This repository establishes a high-performing, efficient, and minimally implemented framework for off-policy reinforcement learning. My intention in creating this framework is to give researchers a tool for rapid prototyping and research in off-policy and offline reinforcement learning. I have implemented Soft Actor Critic with entropy tuning as a base, but many other variants can be made with only simple modifications to one or two files.
Despite the minimal style of this framework, performance with our SAC implementation is comparable to and occasionally better than results obtained with the original SAC implementation.
This is due to input normalization, and weight initialization strategies.
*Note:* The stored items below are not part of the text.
PR #5197, opened 2020-05-05
parrableIdSystem: Consume US Privacy consent data

icflournoy:
## Type of change

- [x] Feature
- [x] Other - additional test coverage

## Description of change

This change enables the Parrable ID system to retrieve the uspString obtained by Prebid's consentManagementUsp module and pass the consent data to Parrable.

We pass the consent string as a visible query paramter `us_privacy=` which aligns with the USP specification.

My understanding is that the adapterManager.uspDataHandler should have the USP data by the time the userId module runs (requestBids hook priority level 40). The consentManagementUsp module is at requestBids hook priority level 50.

This also adds additional test coverage focused specifically on the parrableIdSystem unit. Previously our tests required the use of the userId system as a whole. I think there is value in this small integration tests because it ensures that our ID makes it into the bids object.

I've started adding more lightweight unit tests inside of our module's spec so that it's easy to extend to cover new features in our module, and easier to understand what the tests themselves are doing without reading core prebid modules.


test/spec/modules/parrableIdSystem_spec.js
```diff
@@ -1,15 +1,19 @@
...
-import {config} from 'src/config.js';
+import { config } from 'src/config.js';
 import * as utils from 'src/utils.js';
+import { newStorageManager } from 'src/storageManager.js';
+import { getRefererInfo } from 'src/refererDetection.js';
+import { uspDataHandler } from 'src/adapterManager.js';
 import { init, requestBidsHook, setSubmoduleRegistry } from 'modules/userId/index.js';
 import { parrableIdSubmodule } from 'modules/parrableIdSystem.js';
-import { newStorageManager } from 'src/storageManager.js';
+import { server } from 'test/mocks/xhr';
```
FilipStamenkovic, line 9: Can you here extension `.js`?  
I see all other test files that are importing `server` have `.js` extension for `xhr`.

PR #5200, opened 2020-05-06
Freewheel add dealId property in bidResponse

xwang202:
## Type of change
- [ ] Feature

## Description of change
get dealId value from the returned xml response and add dealId property in bidResponse


xwang202:
Hi @musikele , 

Can you please help to review the code changes?

Thanks,
Xuan

PR #5201, opened 2020-05-07
Gdpr vendor exceptions

robertrmartinez:
## Type of change
- [X] Miscommunication

## Description of change
According to the PRD https://docs.google.com/document/d/1fBRaodKifv1pYsWY3ia-9K96VHUjd8kKvxZlOsozm8E/edit# the  `gdpr.rules[].vendorExceptions` field is supposed to be a simple global setting for a vendor always being allowed regardless,

I believe in one of the first iterations of the spec it was supposed to do what it currently does with the "if enforceVendor is false then vendorExceptions means we should enforce these vendors"

But the latest revision of the spec indicated if a bidder / module is in vendorException, then they are allowed no matter what.

### DIFF
--- a/modules/gdprEnforcement.js
+++ b/modules/gdprEnforcement.js
@@ -36,48 +36,15 @@ function getGvlid() {
  * @returns {boolean}
  */
 function validateRules(rule, consentData, currentModule, gvlid) {
-  let isAllowed = false;
-  if (!rule.vendorExceptions) rule.vendorExceptions = [];
-  if (rule.enforcePurpose && rule.enforceVendor) {
-    if (
-      includes(rule.vendorExceptions, currentModule) ||
-      (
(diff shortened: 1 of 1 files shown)


Fawke:
@robertrmartinez @bretg @jaiminpanchal27 

I had one confusion, according to the basic enforcement rules listed on [prebid.org](http://prebid.org/dev-docs/modules/gdprEnforcement.html#basic-enforcement), we should check for `legitimateInterests` as well. But I think, currently we are only checking for `purpose` consent and `vendor` consent.

Are `legitimateInterests` meant only for Prebid Server?

bretg:
> Are legitimateInterests checks meant only for Prebid Server?

Yes, Legitimate Interest is only for Prebid Server. This is because A) Prebid.js doesn't have access to the Global Vendors List and B) it's a pretty complicated thing to be doing in everyone's browser.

To use the framework as is, with no algorithmic modifications, you can download the template from github and install it using the following commands in a terminal window.
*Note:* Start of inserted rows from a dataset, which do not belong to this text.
Issue #5207, opened 2020-05-07
IX adapter: not encoding bid request url


jas-singh:
## Type of issue
Bug

## Description
The IX adapter (and potentially other adapters) are no longer working from release 3.16 onwards due to a Prebid framework update. We've tracked down the issue to an update made here #5092 cause of which the query string parameters in the GET request are no longer being encoded which results in malformed requests being made.

## Steps to reproduce
* Configure the IX bidder with a valid configuration https://github.com/prebid/Prebid.js/blob/master/modules/ixBidAdapter.md on a test page
* Check the bid request call 

### Expected bid request made
https://as-sec.casalemedia.com/cygnus?s=430348&v=7.2&r=%7B%22id%22%3A%2252a75425cf918b%22%2C%22imp%22%3A%5B%7B%22id%22%3A%2265b3578b6556a5%22%2C%22banner%22%3A%7B%22w%22%3A300%2C%22h%22%3A250%2C%22topframe%22%3A1%7D%2C%22ext%22%3A%7B%22siteID%22%3A%22430348%22%2C%22sid%22%3A%22300x250%22%7D%7D%5D%2C%22site%22%3A%7B%22ref%22%3A%22https%3A%2F%2Fhideout.co%2F%22%2C%22page%22%3A%22https%3A%2F%2Fhideout.co%2Fwatch.php%3Fv%3D543952%26p%3D5553%22%7D%2C%22ext%22%3A%7B%22source%22%3A%22prebid%22%7D%2C%22regs%22%3A%7B%22ext%22%3A%7B%22gdpr%22%3A0%7D%7D%2C%22user%22%3A%7B%22ext%22%3A%7B%22consent%22%3A%22%22%7D%7D%7D&ac=j&sd=1&

### Actual bid request made
[...]

PR #5230, opened 2020-05-13
Roll back breaking change to utils.parseQueryStringParameters

kizzard:
## Type of change

- [x] Bugfix

## Description of change

A breaking change was made recently to `utils.parseQueryStringParameters` that removes its ability to encode the parameter values. This was not caught originally because the unit test was not sufficent and included no encodeable characters.

This commit rolls back the change to `utils.parseQueryStringParameters` and improves the test to catch this problem in future.

This is a fix for #5207 

## Other information
cc @jas-singh


kizzard:
Fixing my test flub....

PR #7167, opened 2021-07-12
Sublime Bid Adapter : send notid in pixel & use timeout from timeoutData

o3LL:
## Type of change
- [x] Feature

## Description of change

- Replace trId with notid (notifyId) in our pixels
- Use timeoutData to retrieve timeout value
- Use bidRequest to retrieve timeout value
- Updating tests
- Bumping version to 0.7.3

Contact email of the adapter’s maintainer : pbjs@sublime.xyz

### DIFF
--- a/modules/sublimeBidAdapter.js
+++ b/modules/sublimeBidAdapter.js
@@ -40,7 +40,8 @@ export function log(msg, obj) {
 export const state = {
   zoneId: '',
   transactionId: '',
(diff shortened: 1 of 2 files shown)


o3LL:
It seems like test are failing due to flakiness ?
Let us know if there is something to do on our side 👍

msm0504 (approved):

Issue #6923, opened 2021-06-02
PrebidServer Bid Adapter metadata support


bretg:
## Type of issue
enhancement

## Description

The PBJS side of https://github.com/prebid/prebid-server/issues/1871

Prebid Server bid adapters place metadata in seatbid.bid.ext.prebid.meta.ATTR. However, currently the pbsBidAdapter is only looking for dchain, and in a different path: seatbid.bid.ext.dchain

## Proposal

1) Update pbsBidAdapter to deep copy everything in seatbid.bid.ext.prebid.meta to PBJS' bidObject.meta
2) Remove the seatbid.bid.ext.dchain logic
3) Keep the current bid.adomain logic

PR #7179, opened 2021-07-14
TheMediaGrid: added ext.bidder.grid.demandSource processing

TheMediaGrid:
## Type of change

- [x] Feature

## Description of change

Read ext.bidder.grid.demandSource from the ad response and write it as hb_ds targeting

- grid-tech@themediagrid.com


ChrisHuie (approved):

patmmccann:
This isn't the proper way to do this, you should be copying demand source to bid.meta. I am putting in the revert PR.

modules/gridBidAdapter.js
```diff
@@ -362,6 +362,10 @@ function _addBidResponse(serverBid, bidRequest, bidResponses) {
         dealId: serverBid.dealid
       };
 
+      if (serverBid.ext && serverBid.ext.bidder && serverBid.ext.bidder.grid && serverBid.ext.bidder.grid.demandSource) {
```
patmmccann, line 365: please copy demandSource to bid.meta.networkName . see https://github.com/prebid/prebid.github.io/pull/1911/files

patmmccann: Please also duplicate this field server side; so that it will flow through regardless of if you are client or server post #6923

patmmccann: #7184 should take care of client side

PR #7184, opened 2021-07-15
MediaGrid Adapter: Put demandSource in bid.meta

patmmccann:
## Type of change

- [ ] Bugfix
- [ ] Feature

conda create off-policy python=3.7
conda activate off-policy
conda install cudatoolkit=10.1
conda install cudnn=7.6
git clone https://github.com/brandontrabucco/off-policy.git
pip install -e off-policy
These commands will create a conda environment to manage the packages for off-policy
, and will install the appropriate GPU drivers. I highly recommend running off-policy
on a GPU, since I have optimized for it.
The framework includes a python interface for launching experiments and logging results, which can be called like this.
from offpolicy import soft_actor_critic
config = dict(logging_dir="cheetah",
eval_env="HalfCheetah-v2",
training_env="HalfCheetah-v2",
buffer_capacity=1000000,
hidden_size=256,
policy_lr=3e-4,
qf_lr=3e-4,
alpha_lr=3e-4,
constraint=None,
reward_scale=1.0,
discount=0.99,
target_tau=5e-3,
target_delay=1,
episodes_per_eval=10,
warm_up_steps=5000,
batch_size=256,
variance_scaling=10.0,
clip_range=2.0,
training_iterations=5000000,
eval_interval=10000)
soft_actor_critic(config)
In addition, there is a script for launching many experiments managed by ray.tune
, which can be called like this.
python train.py \
--logging-dir cheetah \
--evan-env HalfCheetah-v2 \
--training-env HalfCheetah-v2 \
--cpus 8 \
--gpus 1 \
--num-parallel 1 \
--num-samples 1
From my experiments, it takes roughly three hours for the framework to reach one million training steps on the Ant-v2 MuJoCo environment. This number was found by training a single agent on a Titan RTX GPU.